__Exercise goal__. Transcribe the data that follows. Match it character for character.

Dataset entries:
□ □ □ □ □

Issue #1037, opened 2016-04-29
Paramiko v2.0 causes bootstrap-ansible.sh to fail


git-harry:
##### What version (commit) do you encounter this issue on?
master
##### What type of issue is this (bug, feature, documentation, regression)?
bug
##### What is the expected behavior?
bootstrap-ansible.sh should install ansible and all its dependencies.
##### What is actually happening?
bootstrap-ansible.sh fails because the new version of paramiko requires additional libraries to support cryptography.

http://jenkins.propter.net/job/RPC-AIO/4825/console
##### How can we reproduce this issue?
Attempt to deploy an AIO.
##### How can we verify your issue is addressed?
bootstrap-ansible.sh should exit after successfully installing ansible.
##### If this is a large issue, what can be done immediately to alleviate the issue while working on a longer-term solution?
Run the following prior to bootstrap-ansible.sh
```
apt-get install build-essential libssl-dev libffi-dev
```
##### What is your evaluation on the importance of this issue, and why?
High, this impacts all branches and all new deployments.
###### Remove branches (lines) you do not wish to target.
- [x] Master
- [x] liberty-12.1
- [x] liberty-12.0
- [x] kilo

git-harry:
There are open reviews to address this in OSA

https://review.openstack.org/#/c/311187/1
https://review.openstack.org/#/c/311193/1

prometheanfire:
we will need to leave this open so we can revert #1051 when 11.2.15 is released with the upstream fix

git-harry:
The required OSA SHA has merged in all Liberty branches.

prometheanfire:
guess that means we can revert?

git-harry:
Yes, the changes to deploy.sh can be reverted.

PR #1045, opened 2016-05-03
Update OSA SHA to bring in zero weight swift fix

prometheanfire:
Kilo is the first to get a release/tag with the fix in it (from OSA)
OSA Liberty is having requirements issues.

Related: #878

PR #1051, opened 2016-05-04
Install packages required by Paramiko 2.0.0

git-harry:
Paramiko recently released version 2.0.0, this is installed by
bootstrap-ansible.sh and causes the script to fail due to missing
dependencies. This is addressed in openstack-ansible kilo but is not
included in the latest tag. deploy.sh has been modified to install the
missing packages. This is required until the next openstack-ansible tag
is released.

Issue: https://github.com/rcbops/rpc-openstack/issues/1037

### DIFF
--- a/scripts/deploy.sh
+++ b/scripts/deploy.sh
@@ -26,6 +26,13 @@ function run_ansible {
   openstack-ansible ${ANSIBLE_PARAMETERS} --forks ${FORKS} $@
 }
 
+# https://github.com/rcbops/rpc-openstack/issues/1037
+# The latest openstack-ansible kilo tag, 11.2.14, fails due to a new version of
+# paramiko (2.0.0). The upstream fix is not in a tagged release. Installing the
+# following packages resolves the issue and can be removed once the openstack-ansible
+# SHA contains 75890e2372a66a8a9be24bc147179b6f08f90e76
+apt-get update && apt-get install -y build-essential libssl-dev libffi-dev python-dev
+
 # begin the bootstrap process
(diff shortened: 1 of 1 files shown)


tomc603:
Initial 👍  pending results of gate

scripts/deploy.sh
```diff
@@ -26,6 +26,13 @@ function run_ansible {
   openstack-ansible ${ANSIBLE_PARAMETERS} --forks ${FORKS} $@
 }
 
+# https://github.com/rcbops/rpc-openstack/issues/1037
+# The latest openstack-ansible kilo tag, 11.2.14, fails due to a new version of
+# paramiko (2.0.0). The upstream fix is not in a tagged release. Installing the
+# following packages resolves the issue and can be removed once the openstack-ansible
+# SHA contains 75890e2372a66a8a9be24bc147179b6f08f90e76
+apt-get update && apt-get install -y build-essential libssl-dev libffi-dev python-dev
+
```
prometheanfire: to be more clear this fix will be in OSA when 11.2.15 is tagged

prometheanfire:
:+1: an issue should be created to track the removal of that section targeted for a couple of weeks from now.

git-harry:
@tomc603 @prometheanfire I removed the SHA bump from this patch because the OSA tag doesn't include the required commit so that can be handled separately by https://github.com/rcbops/rpc-openstack/pull/1045

prometheanfire:
that works for me, even better, once 11.2.15 is out we can just git revert this

mattt416:
👍

PR #1065, opened 2016-05-10
Unlock repo server pip during deploy

git-harry:
The deploy script is also used for minor upgrades (within an openstack release)
Some versions of liberty deploy pip lockdown to the repo server, in order for
an upgrade to suceed the pip config must be removed so that repo builds have
access to external repos.

Partial-Bug: #1028
(cherry picked from commit 610cd8c34addcd24fd325d8c3bf1381ee1d28417)


sigmavirus24:
👍 looks like a straightforward backport

d34dh0r53:
:+1: yes it does

PR #1072, opened 2016-05-12
[WIP] Use correct ceph role names

### LINKED ISSUE #1071: Incorrect ceph role is being pulled down

12.1.1

Bug

Ceph should deploy, it does not.

Ceph does not deploy.  It throws an error when deploying MONs stating:

```
fatal: [ceph-aio_ceph_mon_container-26e67c07] => error while evaluating conditional: cephx and is_ceph_infernalis
```

Deploy 12.1.1 w/ DEPLOY_CEPH=yes

The deploy of ceph will fail with the above error.

As a deployer, you can:

```
# cd /opt/rpc-openstack/rpcd/playbooks/roles
# rm -rf ceph.ceph-common
# ln -s ceph-common/ ceph.ceph-common
```

High

This issue is due to the galaxy roles for ceph-ansible updating, but the issue is actually due to our configuration.  Originally, the role was called ceph-common, but it is now called ceph.ceph-common.  A dependency has been added to all the roles on ceph.ceph-common which means we install both ceph-common and ceph.ceph-common (installed automatically as a dependency).  When ceph is deployed, it uses ceph.ceph-common which is newer than the ceph-common we pull down and hence the failure.

This was actually an issue before, but the ceph-ansible galaxy roles were updated today which brought master of ceph.ceph-common much further ahead than the ceph-common we were pinning. 

- [x] Master
- [x] liberty-12.2
- [x] liberty-12.1

mattt416:
Closes #1071

### DIFF
--- a/ansible-role-requirements.yml
+++ b/ansible-role-requirements.yml
@@ -1,9 +1,9 @@
-- name: ceph-common
+- name: ceph.ceph-common
   src: https://github.com/ceph/ansible-ceph-common.git
   version: 1c623611a1d43b4c9116d1a0c21f0bdbdd87a0e7
-- name: ceph-mon
+- name: ceph.ceph-mon
   src: https://github.com/ceph/ansible-ceph-mon.git
   version: 01d3d6f0b06125b33b1e25745c06fa1d7137f7e9
-- name: ceph-osd
+- name: ceph.ceph-osd
   src: https://github.com/ceph/ansible-ceph-osd.git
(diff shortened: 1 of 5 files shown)


mattt416:
This should do it -- but we should do more testing before this merges.  Leaving WIP for now.

git-harry:
@mattt416 .gitignore needs modifying. Also, don't forget to update the commit message to remove WIP and to explain why this change is required.

git-harry:
Closing in favour of https://github.com/rcbops/rpc-openstack/pull/1077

□ □ □ □ □

__Expected answer__.
Issue #1037, opened 2016-04-29
Paramiko v2.0 causes bootstrap-ansible.sh to fail


git-harry:
##### What version (commit) do you encounter this issue on?
master
##### What type of issue is this (bug, feature, documentation, regression)?
bug
##### What is the expected behavior?
bootstrap-ansible.sh should install ansible and all its dependencies.
##### What is actually happening?
bootstrap-ansible.sh fails because the new version of paramiko requires additional libraries to support cryptography.

http://jenkins.propter.net/job/RPC-AIO/4825/console
##### How can we reproduce this issue?
Attempt to deploy an AIO.
##### How can we verify your issue is addressed?
bootstrap-ansible.sh should exit after successfully installing ansible.
##### If this is a large issue, what can be done immediately to alleviate the issue while working on a longer-term solution?
Run the following prior to bootstrap-ansible.sh
```
apt-get install build-essential libssl-dev libffi-dev
```
##### What is your evaluation on the importance of this issue, and why?
High, this impacts all branches and all new deployments.
###### Remove branches (lines) you do not wish to target.
- [x] Master
- [x] liberty-12.1
- [x] liberty-12.0
- [x] kilo

git-harry:
There are open reviews to address this in OSA

https://review.openstack.org/#/c/311187/1
https://review.openstack.org/#/c/311193/1

prometheanfire:
we will need to leave this open so we can revert #1051 when 11.2.15 is released with the upstream fix

git-harry:
The required OSA SHA has merged in all Liberty branches.

prometheanfire:
guess that means we can revert?

git-harry:
Yes, the changes to deploy.sh can be reverted.

PR #1045, opened 2016-05-03
Update OSA SHA to bring in zero weight swift fix

prometheanfire:
Kilo is the first to get a release/tag with the fix in it (from OSA)
OSA Liberty is having requirements issues.

Related: #878

PR #1051, opened 2016-05-04
Install packages required by Paramiko 2.0.0

git-harry:
Paramiko recently released version 2.0.0, this is installed by
bootstrap-ansible.sh and causes the script to fail due to missing
dependencies. This is addressed in openstack-ansible kilo but is not
included in the latest tag. deploy.sh has been modified to install the
missing packages. This is required until the next openstack-ansible tag
is released.

Issue: https://github.com/rcbops/rpc-openstack/issues/1037

### DIFF
--- a/scripts/deploy.sh
+++ b/scripts/deploy.sh
@@ -26,6 +26,13 @@ function run_ansible {
   openstack-ansible ${ANSIBLE_PARAMETERS} --forks ${FORKS} $@
 }
 
+# https://github.com/rcbops/rpc-openstack/issues/1037
+# The latest openstack-ansible kilo tag, 11.2.14, fails due to a new version of
+# paramiko (2.0.0). The upstream fix is not in a tagged release. Installing the
+# following packages resolves the issue and can be removed once the openstack-ansible
+# SHA contains 75890e2372a66a8a9be24bc147179b6f08f90e76
+apt-get update && apt-get install -y build-essential libssl-dev libffi-dev python-dev
+
 # begin the bootstrap process
(diff shortened: 1 of 1 files shown)


tomc603:
Initial 👍  pending results of gate

scripts/deploy.sh
```diff
@@ -26,6 +26,13 @@ function run_ansible {
   openstack-ansible ${ANSIBLE_PARAMETERS} --forks ${FORKS} $@
 }
 
+# https://github.com/rcbops/rpc-openstack/issues/1037
+# The latest openstack-ansible kilo tag, 11.2.14, fails due to a new version of
+# paramiko (2.0.0). The upstream fix is not in a tagged release. Installing the
+# following packages resolves the issue and can be removed once the openstack-ansible
+# SHA contains 75890e2372a66a8a9be24bc147179b6f08f90e76
+apt-get update && apt-get install -y build-essential libssl-dev libffi-dev python-dev
+
```
prometheanfire: to be more clear this fix will be in OSA when 11.2.15 is tagged

prometheanfire:
:+1: an issue should be created to track the removal of that section targeted for a couple of weeks from now.

git-harry:
@tomc603 @prometheanfire I removed the SHA bump from this patch because the OSA tag doesn't include the required commit so that can be handled separately by https://github.com/rcbops/rpc-openstack/pull/1045

prometheanfire:
that works for me, even better, once 11.2.15 is out we can just git revert this

mattt416:
👍

PR #1065, opened 2016-05-10
Unlock repo server pip during deploy

git-harry:
The deploy script is also used for minor upgrades (within an openstack release)
Some versions of liberty deploy pip lockdown to the repo server, in order for
an upgrade to suceed the pip config must be removed so that repo builds have
access to external repos.

Partial-Bug: #1028
(cherry picked from commit 610cd8c34addcd24fd325d8c3bf1381ee1d28417)


sigmavirus24:
👍 looks like a straightforward backport

d34dh0r53:
:+1: yes it does

PR #1072, opened 2016-05-12
[WIP] Use correct ceph role names

### LINKED ISSUE #1071: Incorrect ceph role is being pulled down

12.1.1

Bug

Ceph should deploy, it does not.

Ceph does not deploy.  It throws an error when deploying MONs stating:

```
fatal: [ceph-aio_ceph_mon_container-26e67c07] => error while evaluating conditional: cephx and is_ceph_infernalis
```

Deploy 12.1.1 w/ DEPLOY_CEPH=yes

The deploy of ceph will fail with the above error.

As a deployer, you can:

```
# cd /opt/rpc-openstack/rpcd/playbooks/roles
# rm -rf ceph.ceph-common
# ln -s ceph-common/ ceph.ceph-common
```

High

This issue is due to the galaxy roles for ceph-ansible updating, but the issue is actually due to our configuration.  Originally, the role was called ceph-common, but it is now called ceph.ceph-common.  A dependency has been added to all the roles on ceph.ceph-common which means we install both ceph-common and ceph.ceph-common (installed automatically as a dependency).  When ceph is deployed, it uses ceph.ceph-common which is newer than the ceph-common we pull down and hence the failure.

This was actually an issue before, but the ceph-ansible galaxy roles were updated today which brought master of ceph.ceph-common much further ahead than the ceph-common we were pinning. 

- [x] Master
- [x] liberty-12.2
- [x] liberty-12.1

mattt416:
Closes #1071

### DIFF
--- a/ansible-role-requirements.yml
+++ b/ansible-role-requirements.yml
@@ -1,9 +1,9 @@
-- name: ceph-common
+- name: ceph.ceph-common
   src: https://github.com/ceph/ansible-ceph-common.git
   version: 1c623611a1d43b4c9116d1a0c21f0bdbdd87a0e7
-- name: ceph-mon
+- name: ceph.ceph-mon
   src: https://github.com/ceph/ansible-ceph-mon.git
   version: 01d3d6f0b06125b33b1e25745c06fa1d7137f7e9
-- name: ceph-osd
+- name: ceph.ceph-osd
   src: https://github.com/ceph/ansible-ceph-osd.git
(diff shortened: 1 of 5 files shown)


mattt416:
This should do it -- but we should do more testing before this merges.  Leaving WIP for now.

git-harry:
@mattt416 .gitignore needs modifying. Also, don't forget to update the commit message to remove WIP and to explain why this change is required.

git-harry:
Closing in favour of https://github.com/rcbops/rpc-openstack/pull/1077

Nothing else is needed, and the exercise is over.